#### TO DO:
Please work out how many lines in the entries contain "think", then give that number with nothing added.

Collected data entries
◇ ◇ ◇ ◇

PR #627, opened 2024-04-04
feat(daemon/announce): daemon functionality without torznab defined

buroa:
I use autobrr to send announcements to cross-seed and do not need any indexers defined in the config as I don't use the search functionality. It would be nice if this warned the user instead of throwing an error.

### DIFF
--- a/src/configSchema.ts
+++ b/src/configSchema.ts
@@ -100,7 +100,7 @@ export const VALIDATION_SCHEMA = z
 		delay: z.number().nonnegative({
 			message: ZodErrorMessages.delay,
 		}),
-		torznab: z.array(z.string().url()).nullish(),
+		torznab: z.array(z.string().url()),
 		dataDirs: z
 			.array(
 				z
--- a/src/configSchema.ts
+++ b/src/configSchema.ts
@@ -100,7 +100,7 @@ export const VALIDATION_SCHEMA = z
 		delay: z.number().nonnegative({
 			message: ZodErrorMessages.delay,
 		}),
-		torznab: z.array(z.string().url()),
+		torznab: z.array(z.string().url()).nullish(),
 		dataDirs: z
 			.array(
 				z
--- a/src/torznab.ts
+++ b/src/torznab.ts
@@ -437,7 +437,7 @@ export async function validateTorznabUrls() {
 	const indexersWithSearch = await getEnabledIndexers();
 
 	if (indexersWithSearch.length === 0) {
-		throw new CrossSeedError("no working indexers available");
+		logger.warn("no working indexers available");
 	}
 }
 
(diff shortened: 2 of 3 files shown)


onedr0p:
Should this be merged in the v6-unstable branch?

mmgoodnow:
I guess my one worry is if this will negatively impact new users, but a warning seems okay here. @zakkarry what do you think?

zakkarry:
> I guess my one worry is if this will negatively impact new users, but a warning seems okay here. @zakkarry what do you think?

I'm not sure how prevalent this use-case would be, but I don't have any real objections to it.

The only other solution to this use-case I could envision is some sort of CLI arg to circumvent the throw.

zakkarry:
> Should this be merged in the `v6-unstable` branch?

I'll yield to @mmgoodnow on this, I can change the target and rebase if necessary. The configSchema would also need to be adapted to this change as well.

zakkarry:
I've got this rebased and the schema updated locally now.

mmgoodnow:
Yes, let's merge into v6

src/configSchema.ts
```diff
@@ -100,7 +100,7 @@ export const VALIDATION_SCHEMA = z
 		delay: z.number().nonnegative({
 			message: ZodErrorMessages.delay,
 		}),
-		torznab: z.array(z.string().url()),
+		torznab: z.array(z.string().url()).nullish(),
```
mmgoodnow, line 103: how about just an empty array?

zakkarry: I figured that would more likely be an error/misconfiguration compared to deliberately setting undefined or null. Mainly because the default is an empty array.

zakkarry: Maybe a note in the config description about this would be appropriate?

mmgoodnow: we still accept an empty array though, so *also* allowing null doesn't really prevent that misconfiguration from happening. imo the user will still see the warning if it is an accident, and then in the code we don't have to worry about torznab ever being null.

zakkarry:
simple method i tested and seems to work for omitting rss and search jobs when indexers are not defined

mmgoodnow (approved):

src/torznab.ts
```diff
@@ -149,8 +149,10 @@ export async function queryRssFeeds(): Promise<Candidate[]> {
 export async function searchTorznab(
 	name: string
 ): Promise<{ indexerId: number; candidates: Candidate[] }[]> {
-	const { excludeRecentSearch, excludeOlder } = getRuntimeConfig();
-
+	const { excludeRecentSearch, excludeOlder, torznab } = getRuntimeConfig();
+	if (torznab.length === 0) {
+		throw new Error("no working indexers available");
```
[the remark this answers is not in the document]
zakkarry: I force pushed an update to the messaging.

◇ ◇ ◇ ◇

#### TASK RESULT:
2